Without having conducted a poll myself, I don’t have better data than this. I also respect Ivan’s work a lot. However, this poll is to be taken with a truck-sized grain of salt.

Alaska is notoriously difficult, and thus inaccurate, to poll. That’s true for many reasons: our communities are less connected to the national political culture and are more disparate from one another; residential transiency (people move a lot); Alaskans don’t like answering strangers’ questions about their politics; and low population necessarily means low sample sizes. Here’s a brief look at Alaska’s recent record in polling compared to the actual outcome of the election, provided by FiveThirtyEight:

This poll is no exception to the woes of polling in Alaska: with a sample size of just over 600 people polled online, this is frankly little more than anyone’s guess at how the candidates are doing. That’s what we’re all doing.

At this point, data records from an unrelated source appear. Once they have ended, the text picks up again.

PR #1231, opened 2020-04-14
fix(docs::menus) - fixed docgen picking up wrong or no offset for symbols

rumblefrog:
This commit fixes the documentation for MenuAction entries to prevent the docgen from picking up none or wrong offset for the entries.

Previously, `MenuAction_End` docs were assigned to `MenuAction_VoteEnd`, leaving `_End` offset empty


asherkin:
While we've moved away from it, this comment style should be valid so this is really a bug in docgen not consuming the entire comment. The `<` character means the doccomment should be attached to the preceding documentable item, rather than the next.

PR #1232, opened 2020-04-14
Make GetStringTableData native binary-safe

### LINKED ISSUE #1230: GetStringTableData uses string conversion function but can contain raw bytes
# Help us help you

# Environment
  * Game/AppID (with version if applicable): CS:GO
  * Current SourceMod version: 1.10.0.6.6460
  - [ ] I have updated SourceMod to the [latest version](https://www.sourcemod.net/downloads.php) and it still happens.
  - [ ] I have updated SourceMod to the [latest snapshot](https://www.sourcemod.net/downloads.php?branch=dev) and it still happens.

# Description
Some network string tables inside the engine send raw data from meory, not strings (e. g. the `userinfo` table as seen [here](https://github.com/VSES/SourceEngine2007/blob/43a5c90a5ada1e69ca044595383be67f40b33c61/se2007/engine/baseserver.cpp#L777)). Sadly, SourceMod uses a bytes-to-string conversion function inside `GetStringTableData`, so everything after `\0` is truncated.

Problem: https://github.com/alliedmodders/sourcemod/blob/aae71612731eaa6771067a31f3a7ad34bdb0df28/extensions/sdktools/vstringtable.cpp#L207

(Same goes true for `SetStringTableData`).

You can validate by reading any `userinfo` entry with `GetStringTableData` and compare the return value (which is the length of string characters read instead of bytes read) with `GetStringTableDataLength` (which returns the correct size).

# Possible solution
Either create an additional function to read raw data or allow to specify a flag to the function.

thewavelength:
Replaced StringToLocalUTF8 with LocalToString and memcpy to make this binary-safe. Discussed this with @asherkin on Discord.

This probably won't hurt as it looks like the function was originally intended to be binary safe.

resolves #1230

### DIFF
--- a/extensions/sdktools/vstringtable.cpp
+++ b/extensions/sdktools/vstringtable.cpp
@@ -202,8 +202,8 @@ static cell_t GetStringTableData(IPluginContext *pContext, const cell_t *params)
 	char *addr;
 	pContext->LocalToString(params[3], &addr);
 
-	size_t maxBytes = params[4];
-	size_t numBytes = MIN(datalen, maxBytes);
+	int maxBytes = params[4];
+	size_t numBytes = MIN(maxBytes, datalen);
 
 	if (userdata)
 	{
--- a/extensions/sdktools/vstringtable.cpp
+++ b/extensions/sdktools/vstringtable.cpp
@@ -212,7 +212,6 @@ static cell_t GetStringTableData(IPluginContext *pContext, const cell_t *params)
 	else if (datalen > 0)
 	{
 		addr[0] = '\0';
-		datalen = 1;
 	}
 
 	return datalen;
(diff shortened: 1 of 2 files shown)


extensions/sdktools/vstringtable.cpp
```diff
@@ -199,14 +199,22 @@ static cell_t GetStringTableData(IPluginContext *pContext, const cell_t *params)
 	}
 
 	userdata = (const char *)pTable->GetStringUserData(stringidx, &datalen);
-	if (!userdata)
+
+	char *addr;
+	pContext->LocalToString(params[3], &addr);
+
+	datalen = params[4];
```
asherkin, line 206: You don't want to do this:
* `datalen` is the length of the real data the engine has.
* `params[4]` is the length of the buffer in the plugin.

So the `MAX()` before was the right, it just had to use `datalen` rather than `numBytes`.

Headline:
Do we have to worry about people relying on the return value to SetStringTableData being the bytes written or are we fine to change that behavior?

asherkin:
> Do we have to worry about people relying on the return value to SetStringTableData being the bytes written or are we fine to change that behavior?

It hasn't changed - as usual the docs were wrong.

@thewavelength as it only returns not-1 when throwing an error, it should actually be `void` with no `@return` in the docs.

Issue #1233, opened 2020-04-17
m_AllocSize corrupted on allocation failure


Kailo97:
I'm investigated this crush https://crash.limetech.org/7luvujw7t3ni
And here is 100% sure, what here is problem, because we must to get "error spam" in log, but not crush.
In console we also see this error in some moments before crush (probably in previous frame)
```
L 04/17/2020 - 21:30:29: [SM] Exception reported: Failed to grow array
L 04/17/2020 - 21:30:29: [SM] Blaming: SurfTimer.smx
L 04/17/2020 - 21:30:29: [SM] Call stack trace:
L 04/17/2020 - 21:30:29: [SM]   [0] PushArrayArray
L 04/17/2020 - 21:30:29: [SM]   [1] Line 649, surftimer/replay/replay.sp::RecordReplay
L 04/17/2020 - 21:30:29: [SM]   [2] Line 950, surftimer/hooks/hooks.sp::OnPlayerRunCmd
```
https://github.com/alliedmodders/sourcemod/blob/0ac78758eb8254aed212acb44a0a9d0ad35bb0d2/core/logic/CellArray.h#L210-L241
So, i see here very important bug to fix:
m_AllocSize changed before we do allocation and confirm success or failure.
Steps:
```
State 1:
m_AllocSize = N
m_Size = N
```
Frame M:
We tried to push (PushArrayArray -> CellArray::push
(sub call to CellArray::GrowIfNeeded with count = 1)
`m_Size + count > m_AllocSize` N + 1 > N -> dobule m_AllocSize
realloc failed and return NULL
Get "Failed to grow array" error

But given the low Democratic pool of voters in an average primary, I still worry that differential Republican turnout will make it mathematically difficult for a Democrat to be “guaranteed” a slot, nevertheless two as Ivan’s poll suggests.

Can progressives coalesce to save their spot?

The single best way to stave off a split so deep that it crowds out a progressive is to coalesce behind 1-2 candidates (ideally a single campaign).

That is very unlikely to happen. A lot of far-left progressives are very excited about Santa; Constant has been campaigning for months, before Young passed away, and has raised over $100k and can reach a lot of voters; Peltola is gaining momentum from establishment progressives and voters excited about electing the first Alaska Native woman to statewide office. Even Gross will get a significant amount of votes from his name recognition alone. Progressives have opted to take their chances in a large field rather than strategize.

Ballots are already out, so it seems too late to get progressives to abandon their excitement for a free-for-all type of primary.

However, I think it’s incredibly important to pay attention to how the special open primary shakes out so we can adjust for the general. If a single progressive struggles to break through, we will need to readjust our calculus and rally around a viable candidate and encourage the one or two of the least popular progressives to drop from the regular election. Santa is unlikely to run for the general, so we know this problem will be less of an issue as the pool of progressives potentially decreases.

What’s the point of strategy if Alaska isn’t going blue anyways?

For what its worth, I think this is a winnable seat. Progressives have an uphill battle to win statewide, but this is an historic opportunity that could lead to a lot of abnormal voting behaviors in the RCV general. Candidates have a genuine chance at playing for 2nd and 3rd place votes in a way that could finally see progressives be rewarded for their reasonable politics. Furthermore, a general RCV field of three Republicans and one progressive — a situation that is most likely, in my opinion, despite my fears articulated here — will disproportionately benefit a progressive.

In a state where progressives are expected to lose at the statewide level almost no matter what, we should always run our best candidates and vie for excellence. We should be campaigning and strategizing like we’re just within reach of beating a Republican statewide; this opportunity is no exception.